Mas o governo russo também é conhecido por sua administração corrupta, que frequentemente explora cidadãos estrangeiros, sejam eles migrantes econômicos ou estudantes internacionais.
Em 2025, a Bloomberg e o Kyiv Independent publicaram reportagens alegando que autoridades russas estariam manipulando o processo de renovação de vistos vencidos, prometendo resolver a situação se a pessoa aceitasse lutar na frente de batalha na Ucrânia. A Rússia nega a acusação, mas novos relatos do mesmo ano sugerem que essa prática, de fato, ocorre.
O jornal Le Monde e a BBC confirmaram casos como os de Dosseh Koulékpato e Malick Diop, respectivamente.
Este vídeo do canal do YouTube United 24, plataforma criada pelo governo ucraniano em 2022 para arrecadar fundos e divulgar informações, apresenta Dosseh Koulékpato, estudante togolês de 27 anos capturado pelas forças ucranianas em fevereiro de 2025. Em uma entrevista em francês com legendas em inglês, ele conta sua história. Depois de ter o visto negado em outros países, decidiu se estabelecer oficialmente na Rússia como estudante. Pouco depois, foi abordado para assinar um contrato escrito em russo, idioma que não domina, e só então descobriu que havia se alistado no exército do país. Após ser enviado à frente de batalha, logo foi capturado pelas tropas ucranianas.

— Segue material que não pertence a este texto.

PR #8933, opened 2020-02-12
UX: Differentiate Between PMs and Topics in Search Results

adqm:
Per the discussion [here](https://meta.discourse.org/t/search-public-topics-and-pms-simultaneously/139624), this PR adds a little indicator to PMs in the search results.  I'm not sure that this is ready for prime-time, and there are at least a couple of things I'm not sure about:

* Right now, I've styled things like [this](https://hz.mit.edu/discourse/display_1.png), with the envelope next to the title.  I also played around a little bit with putting the indicator down next to the categories, which looked like [this](https://hz.mit.edu/discourse/display_2.png) instead.  I'm not sure which of those is preferable.  And if it's the second, there's probably a way to properly internationalize the "PM" string?

    * Alternatively, it's probably possible to set the envelope on top of the author's avatar or something like that...

* Does `private-message-icon` deserve its own file?  Is there a more appropriate place to put that function?

* Right now, this puts the envelope next to PMs in all search results, not just those using `in:all`.  So they will show up next to every result in an `in:personal` search, for example.  That matches my preference (versus only showing the envelope next to PMs for `in:all` searches), but I'm not sure it's objectively preferable.

Any feedback / suggestions would be welcome, and I'd be interested to know if there are better ways of doing this.


ZogStriP:
> * Right now, I've styled things like [this](https://hz.mit.edu/discourse/display_1.png), with the envelope next to the title

I think that's the best approach 👍 as it's consistent with the way we show the enveloppe when viewing a PM.

> * Does `private-message-icon` deserve its own file?  Is there a more appropriate place to put that function?

Not sure about that one. Why not just do `{{#if topic.isPM}}{{d-icon "enveloppe"}}{{/if}}` or something similar?

> * Right now, this puts the envelope next to PMs in all search results, not just those using `in:all`.

I think that's fine.

adqm:
> Not sure about that one. Why not just do `{{#if topic.isPM}}{{d-icon "enveloppe"}}{{/if}}` or something similar?

In part because I didn't notice that `d-icon` existed as a helper already :).  That's obviously a lot cleaner.  I'll rearrange.

adqm:
Poking around some more, it's possible that using `{{private-message-glyph}}` might actually be better, for consistency with how it is displayed when actually viewing the message, just with some custom styling on top to make it look nicer in this context.

app/serializers/listable_topic_serializer.rb
```diff
@@ -9,6 +9,8 @@ class ListableTopicSerializer < BasicTopicSerializer
              :last_posted_at,
              :bumped,
              :bumped_at,
+             :archetype,
+             :is_pm,
```
davidtaylorhq: I don't think we need both of these new parameters. Can we manage with just `archetype`? That would match other places where topics are serialized. 

If you include the archetype, then you can [magically](https://github.com/discourse/discourse/blob/master/app/assets/javascripts/discourse/models/topic.js.es6#L352) use the `topic.isPrivateMessage` boolean in handlebars templates.

davidtaylorhq:
This is looking good - I left one comment about the serializer change.

In terms of styling, I think we should try to match the existing "topic status" indicators:

Screenshot 2020-02-12 at 16 04 27

So I would check how the font-size/line-height/margin/colour is set on those indicators, and do the same here. It may be useful to wrap the new icon in something like `<span class='pm-indicator'>`

app/serializers/listable_topic_serializer.rb
adqm: I had no idea, thanks!  There seems to be a lot of black magic here that I don't yet understand :)

adqm:
All sounds good, thanks!  I'll make those changes and let you know when it's ready for another look.

adqm:
Just wanting to continue the conversation here a bit as I think about things...sorry if this conversation should be happening someplace else (if so, just let me know where).

From some perspective, this PR is ready for another look:

* Per your suggestion, I got rid of `is_pm` from the serializer, and used `topic.isPrivateMessage` instead.

* I also changed the styling of the envelope icon to match the topic statuses.  I'm not sure whether you think there might be a better place for those SCSS rules; it feels a little bad to duplicate those lines from `.topic-statuses` almost verbatim, but it would also have felt wrong just to wrap the PM glyph in `.topic-statuses`...

* The display when something is a warning looks weird (it displays both envelopes).  Which leads me to my real thought, outlined below.

I've also started wandering down a different rabbit hold that I think might actually make more sense than this, though it's not _quite_ working yet and there may be things I'm missing.  In [this branch](https://github.com/adqm/discourse/tree/pm_as_topic_status), I started instead implementing the PM indicator just by modifying the topic status stuff, as I thought it seemed to fit there a little better.  I almost have that working (the exception, AFAICT, being that the "messages" view currently doesn't work...).  My gut says that's a more promising path to explore, though I'm happy to continue that conversation, too.

app/assets/javascripts/discourse/templates/full-page-search.hbs
```diff
@@ -85,6 +85,7 @@
                   {{/if}}
 
                   <a class='search-link' href='{{unbound result.url}}' {{action "logClick" result.topic_id}}>
+                    {{#if result.topic.isPrivateMessage}}<span class="pm-indicator" title="{{I18n 'topic_statuses.personal_message.title'}}">{{d-icon "envelope"}}</span>{{/if}}
```
davidtaylorhq: We normally use a lowercase for `i18n` in handlebars
```suggestion
                    {{#if result.topic.isPrivateMessage}}<span class="pm-indicator" title="{{i18n 'topic_statuses.personal_message.title'}}">{{d-icon "envelope"}}</span>{{/if}}
```

davidtaylorhq:
This PR is looking good! 😄 

> modifying the topic status stuff, as I thought it seemed to fit there a little better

Malick Diop é um estudante senegalês capturado pelo exército ucraniano em abril de 2025. Um vídeo publicado na página “Guerre en Ukraine“, no Facebook, mostrou sua captura:
De acordo com a BBC Afrique, que entrou em contato com parentes do jovem e com outro estudante senegalês que o acompanhava, Diop afirmou que se alistou no exército por não ter recursos para financiar sua viagem à Alemanha:
On s’est connu avant d’aller en Russie parce qu’on avait postulé tous les deux pour une Bourse d’études offerte par la Russie au Sénégal. Nous avons eu la chance d’être sélectionné et nous avons fait la procédure ensemble jusqu’à notre voyage en Russie. C’est une fois en Russie que notre relation a évolué, nous sommes devenus très proches, comme des frères je peux dire.
Nos conhecemos antes de ir à Rússia, pois ambos nos candidatamos a uma bolsa de estudos oferecida pelo país a estudantes senegaleses. Tivemos a sorte de ser selecionados e passamos por todo o processo juntos até a viagem. Quando chegamos lá, nossa relação evoluiu e nos tornamos muito próximos, como irmãos, eu diria.
A família de Malick Diop espera que as autoridades do Senegal ajudem a organizar seu retorno ao país. Até o momento, não houve nenhuma reação oficial por parte do governo senegalês.
Reação das autoridades africanas
No Togo, a detenção de Dosseh Koulékpato não passou despercebida. Organizações locais de direitos humanos, como o Movimento Martin Luther King (MMLK, na sigla em inglês), pediram ao governo togolês que assumisse o caso. Em um comunicação divulgada pela Plume d’Afrique em 17 de março, a organização afirma ter entrado em contato com as autoridades do país:
(…) le MMLK a été informé de la triste nouvelle avec des preuves à l’appui. Aussitôt, le Chef de l’État Togolais et le Ministre des Affaires ont été saisis pour toutes fins utiles. Le MMLK demande aux autorités togolaises de s’engager avec les autorités ukrainiennes pour sauver la vie à notre compatriote.
(…) O MMLK tomou conhecimento da triste notícia da captura de Dosseh Koulékpato, acompanhada de evidências que a comprovam. O chefe de Estado togolês e o ministro das Relações Exteriores foram imediatamente informados, para todos os efeitos. O movimento pede às autoridades do Togo que colaborem com o governo ucraniano para salvar a vida de nosso compatriota.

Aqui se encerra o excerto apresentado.